Kaggle Iterations
These are notes on the “Road to the Top” notebooks that span lessons 6 and 7 of Fast AI Practical Deep Learning for Coders. I’ve separated these from the main topics of those lectires to keep the posts focused.
- Recreate the softmax and cross-entropy loss spreadsheet example
- Read the “Road to the Top” notebook series - parts 1, 2 and 3
- Read “Things that confused me about cross entropy” by Chris Said.
1. General Points
The focus should be:
- Create an effective validation set
- Iterate quickly to find changes which improve the validation set
Train a simple model straight away, get a result and submit it. You can iterate and improve later.
Data augmentation, in particular test-time augmentation (TTA), can improve results.
2. Some Rules of Thumb
Rules of thumb on model selection by problem type:
- For computer vision use CNNs, fine-tune a pre-trained model. See comparison of pre-trained models here.

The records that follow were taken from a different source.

PR #3401, opened 2026-09-07
Treat separate sidewalks like foot=use_sidepath

ratrun:
This PR contains an implementation as suggested in #3042 to fix the issue described there.

See this [test](http://localhost:8989/maps/?point=50.099099%2C8.760847&point=50.09977%2C8.765526&profile=foot&layer=OpenStreetMap).

### DIFF
--- a/core/src/main/java/com/graphhopper/routing/util/parsers/OSMRoadAccessParser.java
+++ b/core/src/main/java/com/graphhopper/routing/util/parsers/OSMRoadAccessParser.java
@@ -30,6 +30,7 @@ public class OSMRoadAccessParser<T extends Enum> implements TagParser {
     private final List<String> restrictions;
     private final Function<String, T> valueFinder;
     private final RoadAccessDefaultHandler<T> roadAccessDefaultHandler;
+    private static Set<String> SIDEWALKS_NO_VALS = Set.of("no", "none", "separate");
 
     public OSMRoadAccessParser(EnumEncodedValue<T> accessEnc, List<String> restrictions,
                                RoadAccessDefaultHandler<T> roadAccessDefaultHandler,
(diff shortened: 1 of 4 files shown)


ratrun:
Now I added setting of `bike_road_access` value USE_SIDEPATH for separated cycleways in [bcbee36](https://github.com/graphhopper/graphhopper/pull/3401/commits/bcbee3672bcd96208c2a7db580ebcadea86f4467) for symmetry reasons. But here I am not sure, because the `bike_road_access` encoded value would need to have a separate value for the forward and reverse direction.

karussell:
> But here I am not sure, because the bike_road_access encoded value would need to have a separate value for the forward and reverse direction.

Yes, this is the current ugly limitation of XYRoadAccess. The idea in the future is to make it aware of two directions and remove xy_access encoded value.

core/src/main/resources/com/graphhopper/custom_models/foot.json
```diff
@@ -9,6 +9,7 @@
   "priority": [
     { "if": "!foot_access || hike_rating >= 2", "multiply_by": "0" },
     { "else": "", "multiply_by": "foot_priority"},
+    { "if": "foot_road_access == USE_SIDEPATH", "multiply_by": "0.9" },
```
karussell: Is the soft avoidance intended? Before we had a stronger avoidance (VERY_BAD). Maybe you have any real world examples for this?

update: [here is one](https://graphhopper.com/maps/?point=50.098865%2C8.760995&point=50.099584%2C8.765556&profile=foot) where it shouldn't use the main road

core/src/main/java/com/graphhopper/routing/util/parsers/OSMRoadAccessParser.java
```diff
@@ -300,10 +298,33 @@ public static OSMRoadAccessParser<RoadAccess> forCar(EnumEncodedValue<RoadAccess
...
+        return new OSMRoadAccessParser<>(roadAccessEnc, toOSMRestrictions(TransportationMode.BIKE), BIKE_HANDLER, BikeRoadAccess::find) {
+            @Override
+            public void handleWayTags(int edgeId, EdgeIntAccess edgeIntAccess, ReaderWay way, IntsRef relationFlags) {
+                if (way.hasTag("cycleway", "separate")
+                        || way.hasTag("cycleway:both", "separate")
+                        || (way.hasTag("cycleway:left", "separate") && way.hasTag("cycleway:right", SIDEWALKS_NO_VALS))
+                        || (way.hasTag("cycleway:right", "separate") && way.hasTag("cycleway:left", SIDEWALKS_NO_VALS)))
+                    accessEnc.setEnum(false, edgeId, edgeIntAccess, BikeRoadAccess.USE_SIDEPATH);
+                else
+                    super.handleWayTags(edgeId, edgeIntAccess, way, relationFlags);
```
karussell: Can you add a test for this? And do you have any real world examples for this?

karussell (commented):
Thanks! See my comments

core/src/main/resources/com/graphhopper/custom_models/foot.json
ratrun: > Is the soft avoidance intended? Before we had a stronger avoidance (VERY_BAD). Maybe you have any real world examples for this?

I just took the value you suggested [here](https://github.com/graphhopper/graphhopper/pull/3042#issuecomment-2500974858). Now changed into

```
    { "if": "foot_road_access == USE_SIDEPATH", "multiply_by": "0.3" },
```

ratrun:
> > But here I am not sure, because the bike_road_access encoded value would need to have a separate value for the forward and reverse direction.
> 
> Yes, this is the current ugly limitation of XYRoadAccess. The idea in the future is to make it aware of two directions and remove xy_access encoded value.

I tried to start with this one, but it is not trivial and needs further discussion. It probably also would require the possibility to assign two separate priority values in the custom rule for forwards and backward. I'm going to create a separate issue for it.

core/src/main/java/com/graphhopper/routing/util/parsers/OSMRoadAccessParser.java
ratrun: > Can you add a test for this? And do you have any real world examples for this?

No, not yet. As indicated above I was and I am still not sure if we should apply this change because of the issue about the direction. I made this change for bike just because of symmetry to foot. Bike is different to foot in the sense that one also needs to take the direction into regard. Do you think that this change makes sense now?

karussell: Ok, then lets remove the bike part for now an only apply it to foot.

ratrun: Done in [5b07e34](https://github.com/graphhopper/graphhopper/pull/3401/commits/5b07e341aaafb44186856e4a6cc2d94475b52a11)

ratrun:
Instead of creating a new issue started a discussion on the [graphhopper forum](https://discuss.graphhopper.com/t/bike-road-access-ev-should-be-direction-dependent/10022/2).

core/src/main/resources/com/graphhopper/custom_models/foot.json
karussell: Thanks for the link. I just tried the example and indeed the 0.9 is sufficient already. 

At one point there is a missing footpath as passage (probably just not mapped) and the resulting route with 0.9 looks like:



And then with 0.5 it does the longer detour:



If you are fine with it we can also use 0.5. Or is there a reason why it should be such a stronger?

Also can you use else_if instead of if in the custom model line of the foot_road_access == NO. Just for clarity.

ratrun: > If you are fine with it we can also use 0.5. Or is there a reason why it should be such a stronger?

I just implemented your suggestion from above with `VERY_BAD`. 
Now changed to 0.5 in [3f60465](https://github.com/graphhopper/graphhopper/pull/3401/commits/3f60465c69c5ffc30e4bba069889c5c312434da4) together with using `else_if`.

- If unsure which model to choose, start with (small) convnext.
- Different models can have big differences in accuracy so try a few small models from different families.
- Once you are happy with the model, try a size up in that family.
- Resizing images to a square is a good, easy compromise to accomodate many different image sizes, orientations and aspect ratios. A more involved approach that may improve results is to batch images together and resize them to the median rectangle size.
- For tabular data, random forests will give a reasonably good result.
- GBMs will give a better result eventually, but with more effort required to get a good model.
- Worth running a hyperparameter grid search for GBM because it’s fiddly.
Rules of thumb on hardware:
- You generally want ~8 physical CPUs per GPU
- If model training is CPU bound, it can help to resize images to be smaller. The file I/O on the CPU may be taking too long.
- If model training is CPU bound and GPU usage is low, you might as well go up to a “better” (i.e. bigger) model with no increase of overall execution time.
3. Gradient Accumulation
This is a technique that allows you to run larger batch sizes without running out of GPU memory.
Rather than needing to fit a whole batch (say, 64 images) in memory, we can split this up into sub-batches. Let’s say we use an accumulation factor of 4; this means each sub-batch would have 16 images.
We calculate the gradient for each sub-batch but don’t immediately subtract it from the weights. We also keep a running count of the number of images we have seen. Once we have seen 64 images, i.e. 4 batches, then apply the total accumulated gradient and reset the count. Remember that in Pytorch, if we calculate another gradient without zeroing in between, it will add the new gradient to the old one, so this is in effect the “default behaviour”.
Gradient accumulation gives an identical result unless using batch normalisation, since the moving averages will be more volatile. Most big models use layer normalisation rather than batch normalisation so often this is not an issue.
How do we pick a batch size? Just pick the largest you can without running out of GPU memory.
Why not just reduce the batch size? If using a pretrained model, the other parameters such as learning rate work for that batch size and might not work for others. So we’d have to perform a hyperparameter search again to find a good combination for the new batch size. Gradient accumulation sidesteps this issue.
4. Multi-target Classification
Consider the case where we want to train a model with two different predicted labels, say plant species and disease type. If we have 10 plant species and 10 diseases, we create a model with 20 output neurons.
How does the model know what each should do? Through the loss function. We make one loss function for disease which takes the first 10 columns of the input to the final layer, and a second loss function for variety which takes the last 10 columns of the input to the final layer. The overall loss function is the sum of the two.
If you train it for longer, the multi target model can get better at predicting one target, say disease, than a single target model trained on just disease alone.
- The early layers that are useful for variety may also be useful for disease
- Knowing the variety may be useful in predicting disease if there are confounding factors between disease and variety. For example, certain diseases affect certain varieties.